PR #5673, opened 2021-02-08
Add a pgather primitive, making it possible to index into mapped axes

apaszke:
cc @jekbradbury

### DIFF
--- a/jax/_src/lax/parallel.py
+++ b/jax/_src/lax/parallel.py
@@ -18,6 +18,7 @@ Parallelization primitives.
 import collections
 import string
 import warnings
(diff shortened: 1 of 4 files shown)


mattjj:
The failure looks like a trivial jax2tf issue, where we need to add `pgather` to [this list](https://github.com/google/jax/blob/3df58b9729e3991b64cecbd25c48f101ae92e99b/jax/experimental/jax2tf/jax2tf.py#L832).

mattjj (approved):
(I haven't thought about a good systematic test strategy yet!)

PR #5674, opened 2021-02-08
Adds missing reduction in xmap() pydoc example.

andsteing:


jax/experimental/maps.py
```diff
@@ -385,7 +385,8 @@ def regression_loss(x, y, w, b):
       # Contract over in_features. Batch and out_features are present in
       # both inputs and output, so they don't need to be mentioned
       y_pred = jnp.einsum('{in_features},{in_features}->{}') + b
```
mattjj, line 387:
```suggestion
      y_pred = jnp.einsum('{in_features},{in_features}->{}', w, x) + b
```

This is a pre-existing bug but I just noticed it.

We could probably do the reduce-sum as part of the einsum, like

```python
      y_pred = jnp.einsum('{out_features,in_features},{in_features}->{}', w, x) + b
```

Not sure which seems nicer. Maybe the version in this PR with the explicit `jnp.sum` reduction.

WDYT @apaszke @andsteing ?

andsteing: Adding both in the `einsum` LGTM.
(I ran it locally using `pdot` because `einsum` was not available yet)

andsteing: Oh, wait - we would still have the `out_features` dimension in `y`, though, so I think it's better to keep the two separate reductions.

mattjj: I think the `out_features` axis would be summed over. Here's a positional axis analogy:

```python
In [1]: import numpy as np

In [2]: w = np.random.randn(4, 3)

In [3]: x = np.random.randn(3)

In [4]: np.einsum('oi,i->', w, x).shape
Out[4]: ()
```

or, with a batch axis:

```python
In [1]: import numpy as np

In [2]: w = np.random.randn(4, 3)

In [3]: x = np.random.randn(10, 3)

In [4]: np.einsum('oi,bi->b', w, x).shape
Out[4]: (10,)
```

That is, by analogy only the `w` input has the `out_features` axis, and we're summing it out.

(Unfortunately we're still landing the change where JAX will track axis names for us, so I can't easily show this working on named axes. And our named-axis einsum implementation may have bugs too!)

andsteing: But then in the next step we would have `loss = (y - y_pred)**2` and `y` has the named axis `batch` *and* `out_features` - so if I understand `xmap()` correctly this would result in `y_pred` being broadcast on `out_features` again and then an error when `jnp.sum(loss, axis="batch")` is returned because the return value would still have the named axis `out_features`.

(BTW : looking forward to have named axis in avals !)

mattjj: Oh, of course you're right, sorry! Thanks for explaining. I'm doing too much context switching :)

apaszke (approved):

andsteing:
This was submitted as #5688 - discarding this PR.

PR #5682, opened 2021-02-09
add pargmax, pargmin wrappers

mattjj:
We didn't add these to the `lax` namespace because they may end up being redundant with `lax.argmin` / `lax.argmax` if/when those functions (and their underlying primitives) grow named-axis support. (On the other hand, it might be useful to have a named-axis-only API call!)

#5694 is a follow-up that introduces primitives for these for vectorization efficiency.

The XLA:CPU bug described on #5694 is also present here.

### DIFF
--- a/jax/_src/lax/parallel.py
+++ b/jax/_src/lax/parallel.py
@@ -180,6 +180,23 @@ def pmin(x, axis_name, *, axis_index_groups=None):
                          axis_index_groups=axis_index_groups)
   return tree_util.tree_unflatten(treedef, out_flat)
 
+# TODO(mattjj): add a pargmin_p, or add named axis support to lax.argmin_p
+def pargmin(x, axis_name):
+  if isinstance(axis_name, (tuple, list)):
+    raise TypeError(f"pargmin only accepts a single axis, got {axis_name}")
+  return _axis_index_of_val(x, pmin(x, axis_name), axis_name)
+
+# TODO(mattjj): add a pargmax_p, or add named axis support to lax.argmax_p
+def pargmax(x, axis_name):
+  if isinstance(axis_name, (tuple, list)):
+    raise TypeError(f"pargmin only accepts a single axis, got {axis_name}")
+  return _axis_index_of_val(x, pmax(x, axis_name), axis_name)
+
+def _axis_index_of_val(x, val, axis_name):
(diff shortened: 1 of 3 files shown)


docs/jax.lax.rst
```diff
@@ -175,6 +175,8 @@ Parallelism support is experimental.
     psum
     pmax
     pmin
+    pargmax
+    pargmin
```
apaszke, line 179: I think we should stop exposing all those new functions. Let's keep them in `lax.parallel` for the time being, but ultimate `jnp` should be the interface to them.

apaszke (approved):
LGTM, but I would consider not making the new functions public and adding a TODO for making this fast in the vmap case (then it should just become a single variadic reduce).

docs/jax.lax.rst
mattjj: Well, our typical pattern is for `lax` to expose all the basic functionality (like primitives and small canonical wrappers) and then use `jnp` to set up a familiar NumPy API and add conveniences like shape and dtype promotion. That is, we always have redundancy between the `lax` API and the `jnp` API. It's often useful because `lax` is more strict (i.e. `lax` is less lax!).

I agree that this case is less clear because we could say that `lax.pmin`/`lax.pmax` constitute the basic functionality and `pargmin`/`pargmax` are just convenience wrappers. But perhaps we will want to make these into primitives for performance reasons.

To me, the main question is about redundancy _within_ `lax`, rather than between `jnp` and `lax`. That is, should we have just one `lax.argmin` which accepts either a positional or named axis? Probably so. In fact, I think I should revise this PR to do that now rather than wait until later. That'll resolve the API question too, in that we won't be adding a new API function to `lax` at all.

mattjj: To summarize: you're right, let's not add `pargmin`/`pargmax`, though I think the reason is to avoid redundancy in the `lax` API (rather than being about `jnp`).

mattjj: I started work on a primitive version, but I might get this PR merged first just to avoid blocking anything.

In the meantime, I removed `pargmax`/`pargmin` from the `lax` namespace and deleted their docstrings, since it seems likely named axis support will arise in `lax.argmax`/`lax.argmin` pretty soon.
....
▸ Work order
In the listing above, find the line containing "import string" and the line containing "(Unfortunately we're still", then quote both, plus every line between them, exactly as written.

▸ Problem solution
 import string
 import warnings
(diff shortened: 1 of 4 files shown)


mattjj:
The failure looks like a trivial jax2tf issue, where we need to add `pgather` to [this list](https://github.com/google/jax/blob/3df58b9729e3991b64cecbd25c48f101ae92e99b/jax/experimental/jax2tf/jax2tf.py#L832).

mattjj (approved):
(I haven't thought about a good systematic test strategy yet!)

PR #5674, opened 2021-02-08
Adds missing reduction in xmap() pydoc example.

andsteing:


jax/experimental/maps.py
```diff
@@ -385,7 +385,8 @@ def regression_loss(x, y, w, b):
       # Contract over in_features. Batch and out_features are present in
       # both inputs and output, so they don't need to be mentioned
       y_pred = jnp.einsum('{in_features},{in_features}->{}') + b
```
mattjj, line 387:
```suggestion
      y_pred = jnp.einsum('{in_features},{in_features}->{}', w, x) + b
```

This is a pre-existing bug but I just noticed it.

We could probably do the reduce-sum as part of the einsum, like

```python
      y_pred = jnp.einsum('{out_features,in_features},{in_features}->{}', w, x) + b
```

Not sure which seems nicer. Maybe the version in this PR with the explicit `jnp.sum` reduction.

WDYT @apaszke @andsteing ?

andsteing: Adding both in the `einsum` LGTM.
(I ran it locally using `pdot` because `einsum` was not available yet)

andsteing: Oh, wait - we would still have the `out_features` dimension in `y`, though, so I think it's better to keep the two separate reductions.

mattjj: I think the `out_features` axis would be summed over. Here's a positional axis analogy:

```python
In [1]: import numpy as np

In [2]: w = np.random.randn(4, 3)

In [3]: x = np.random.randn(3)

In [4]: np.einsum('oi,i->', w, x).shape
Out[4]: ()
```

or, with a batch axis:

```python
In [1]: import numpy as np

In [2]: w = np.random.randn(4, 3)

In [3]: x = np.random.randn(10, 3)

In [4]: np.einsum('oi,bi->b', w, x).shape
Out[4]: (10,)
```

That is, by analogy only the `w` input has the `out_features` axis, and we're summing it out.

(Unfortunately we're still landing the change where JAX will track axis names for us, so I can't easily show this working on named axes. And our named-axis einsum implementation may have bugs too!)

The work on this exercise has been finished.